YOUR GOAL: Give back exactly the lines from the line that contains "ezekg: Let's keep" to the last line of the listing below, inclusive, and no others.

TASK INPUTS:
* * * * *
PR #7, opened 2025-03-31
add single sign-on interface

Cazden:
Adds initial single-sign on interface and routing, ready for implementing SSO logic.

### DIFF
--- a/src/routes/auth.external.tsx
+++ b/src/routes/auth.external.tsx
@@ -1,0 +1,6 @@
+import { createFileRoute } from "@tanstack/react-router"
+import * as Page from "@pages/index"
+
+export const Route = createFileRoute("/auth/external")({
+  component: () => <Page.Auth.External />,
+})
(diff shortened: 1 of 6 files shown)


src/routes/auth.external.tsx
```diff
@@ -0,0 +1,6 @@
+import { createFileRoute } from "@tanstack/react-router"
+import * as Page from "@pages/index"
+
+export const Route = createFileRoute("/auth/external")({
```
ezekg: Let's keep this route named `/auth/sso` for clarity (using `/external` isn't very clear imo). That way we can eventually add e.g. social login, which is different than SSO, but still external.

ezekg (approved):
This looks good. One comment on naming to clarify purpose/intent. And just FYI — this can/will mostly be automated since the API currently supports this flow:

1. User enters email (i.e. step 1 of the 'general' login flow we've already covered).
2. API returns either `PASSWORD_REQUIRED` or `SSO_REQUIRED`, indicating next steps.
3. UI redirects to either the password flow or a provided SSO URL.
5. ???
6. Profit (i.e. successful login).

We can still have this page ofc since some non-techies will like the explicit flow.

src/routes/auth.external.tsx
Cazden: Sounds good, I've updated it from external to sso.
* * * * *
WRITTEN RESPONSE:
ezekg: Let's keep this route named `/auth/sso` for clarity (using `/external` isn't very clear imo). That way we can eventually add e.g. social login, which is different than SSO, but still external.

ezekg (approved):
This looks good. One comment on naming to clarify purpose/intent. And just FYI — this can/will mostly be automated since the API currently supports this flow:

1. User enters email (i.e. step 1 of the 'general' login flow we've already covered).
2. API returns either `PASSWORD_REQUIRED` or `SSO_REQUIRED`, indicating next steps.
3. UI redirects to either the password flow or a provided SSO URL.
5. ???
6. Profit (i.e. successful login).

We can still have this page ofc since some non-techies will like the explicit flow.

src/routes/auth.external.tsx
Cazden: Sounds good, I've updated it from external to sso.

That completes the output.